In Him All Things Hold Together: Re-imagining Ecology and Theology in Light of Globalisation

Globalisation is an amorphous yet omnipresent term. It presents a unique challenge to the Church today, requiring a hermeneutic which incorporates the realities of significant challenges facing the 21st century. Evangelicals, in particular, have struggled to engage globalisation in light of conflict surrounding issues such as global poverty, environmental and scientific concerns, and religious pluralism. The industrial era has emphasized a worldview in which nature has become a mechanism, or a machine to manipulate, control, or repair. Evangelical scholarship has often shied away from engaging emerging eco-theology, often emphasizing metaphors of body and organic composition for community life or abstract concepts and the thought of the earth as viable organism to steward, to till, and to keep has lost prominence. The 'second' book of revelation as identified by Aquinas – the natural creation – has often been disregarded. In light of increasing global awareness of significant ecological problems, Evangelicals must once again recover the book of Nature's revelation.

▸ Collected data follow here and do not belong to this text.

PR #15494, opened 2022-03-09
add parser options for dynamic import

### LINKED ISSUE #5029: Consider adding dynamic import's webpackMode as a configuration option, or eval the comment contents to get value

Feature Request
Add webpackMode as a config. option OR eval comment in dynamic import before using it's value.

webpackMode defaults to "lazy", it can be overridden through a comment as /* webpackMode: "eager" */

Ability to add webpackMode in config file, so preferred value in order of preference would be comment.webpackMode, config.webpackMode, webpackDefault.webpackMode

Hot Module Replace works well with asynchronously imports. However, Hot Reload is unable to reload state for such code. Example: Using async. loaded components with React Hot Loader, where the component's are not refreshed. Only suitable approach seems to require loading code synchronously in development. 

Adding webpackMode in config. could be an approach to fix this. i.e. Not specifying webpackMode in comment to use "lazy" in prod. and "eager" in development.

Alternative approach would be to eval webpackMode value. i.e. 
/* webpackMode: process.env.NODE_ENV == "production" ? "lazy" : "eager" */

Node 6.9.1
NPM 4.1.1
Webpack 2.6.1

### LINKED ISSUE #11012: Allow global config for webpackMode

vankop:
feature
- add dynamicImportMode for ContextModule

In concert with biblical exegesis, Evangelicals have an opportunity to write an ecological hermeneutic which honours the Earth and its communities as sister creations. This paper articulates a critical middle ground between Evangelical commitment to a high theology of scripture and an ethical commitment to ecological care and concern. It will explore a sample of key issues underlying globalisation, with attention to redevelopment of theological anthropology, cosmology, and Christology in light of an ecological ethical framework. The paper retrieves Colossians 1:13-23 as a hermeneutical lens through which to approach the influence of globalisation on the Earth and its communities from an Evangelical theological perpsective. For truly, in Christ, all things, visible and invisible, hold together.